I'm trying to manage a contended resource (as in: database session) while programming a RESTful web application in Jersey. Usually I'd write code like this:
Session session = getSession();
try {
  doWork();
  session.commit();
} finally {
  session.rollback(); // doesn't hurt after commit
  session.release(); // or whatever
}
Now with Jersey, I have a resource like this:
@Path("/")
class MyResource {
  @Path("{child}") public Child getChild(...) {
    // how do I manage my session here ???
    return child;
  }
}
The problem is that I need to acquire the session in getChild(), but I cannot make sure I properly release it after work has been done as I've then already given back control to the web application.
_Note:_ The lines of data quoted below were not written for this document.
PR #805, opened 2021-06-08
fix!: total order constraint on span.status=

fbogsany:
See https://github.com/open-telemetry/opentelemetry-specification/pull/1685

## BREAKING CHANGES

- The `OpenTelemetry::Trace::Util::HttpToStatus` module has been removed. It previously contributed the `http_to_status` class method to the `Status` class. That method incorrectly set the span status to `OK` for response codes in the range `100..399`. Calls to that method should be changed as follows:
```ruby
# change:
span.status = OpenTelemetry::Trace::Status.http_to_status(response_code)
# to:
span.status = OpenTelemetry::Trace::Status.error unless (100..399).include?(response_code.to_i)
```
- The `Status.new(code, description:)` initializer has been hidden in favour of simpler constructors for each status code: `Status.ok`, `Status.error` and `Status.unset`. Each constructor takes an optional `description`.


sdk/lib/opentelemetry/sdk/trace/span.rb
```diff
@@ -167,20 +167,23 @@ def record_exception(exception, attributes: nil)
 
         # Sets the Status to the Span
         #
-        # If used, this will override the default Span status. Default is OK.
+        # If used, this will override the default Span status. Default has code = Status::UNSET.
```
robertlaurin, line 170:
```suggestion
        # If used, this will override the default Span status. Default is UNSET.
```

fbogsany: 🤷 I was being pedantic - technically, `UNSET` is the `status.code`, not the `status`.

robertlaurin: Pedantic is permitted :)

robertlaurin (dismissed):

robertlaurin:
Excon is doing something fishy with span status here, probably needs to be updated.
https://github.com/open-telemetry/opentelemetry-ruby/blob/353c381262cb085f6cd911677ca6a3495c30ce51/instrumentation/excon/lib/opentelemetry/instrumentation/excon/middlewares/tracer_middleware.rb#L82-L84

robertlaurin:
If instrumentation is not supposed to set an OK status anymore we probably need to look for uses of this too
https://github.com/open-telemetry/opentelemetry-ruby/blob/353c381262cb085f6cd911677ca6a3495c30ce51/api/lib/opentelemetry/trace/util/http_to_status.rb#L11-L24

fbogsany:
I think we need to 👀 the semantic conventions for HTTP instrumentation - I *think* there was a requirement to set the span status based on the response code.

robertlaurin:
>Span Status MUST be left unset if HTTP status code was in the 1xx, 2xx or 3xx ranges, unless there was another error (e.g., network error receiving the response body; or 3xx codes with max redirects exceeded), in which case status MUST be set to Error.

>For HTTP status codes in the 4xx and 5xx ranges, as well as any other code the client failed to interpret, status MUST be set to Error.

>Don't set the span status description if the reason can be inferred from http.status_code.


https://github.com/open-telemetry/opentelemetry-specification/blob/main/specification/trace/semantic_conventions/http.md#status

ahayworth (approved):
LGTM!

Child needs access to the session as well, so I cannot encapsulate all the work in one method:
class Child {
  @Path("{subchild}") public Subchild getSubchild(...) {
    return new Subchild(session.get(...));
  }
}
I cannot wrap the whole application in a servlet Filter as I need information from the Jersey-level to construct my session. Now I could just open it in MyResource, use a regular servlet filter to make sure I always close it, but then I don't know when to rollback and when to commit the session. I could use an ExceptionMapper to be notified of all exceptions, but that would need to be an ExceptionMapper, and this just seems so extremely ugly, with the conceptual try/finally spread over three classes with different lifetimes and so on.
Is there a "right way" to do this kind of resource management in Jersey? How would I make sure I properly close e.g. a FileInputStream after a resource and it's sub-locatos have used it?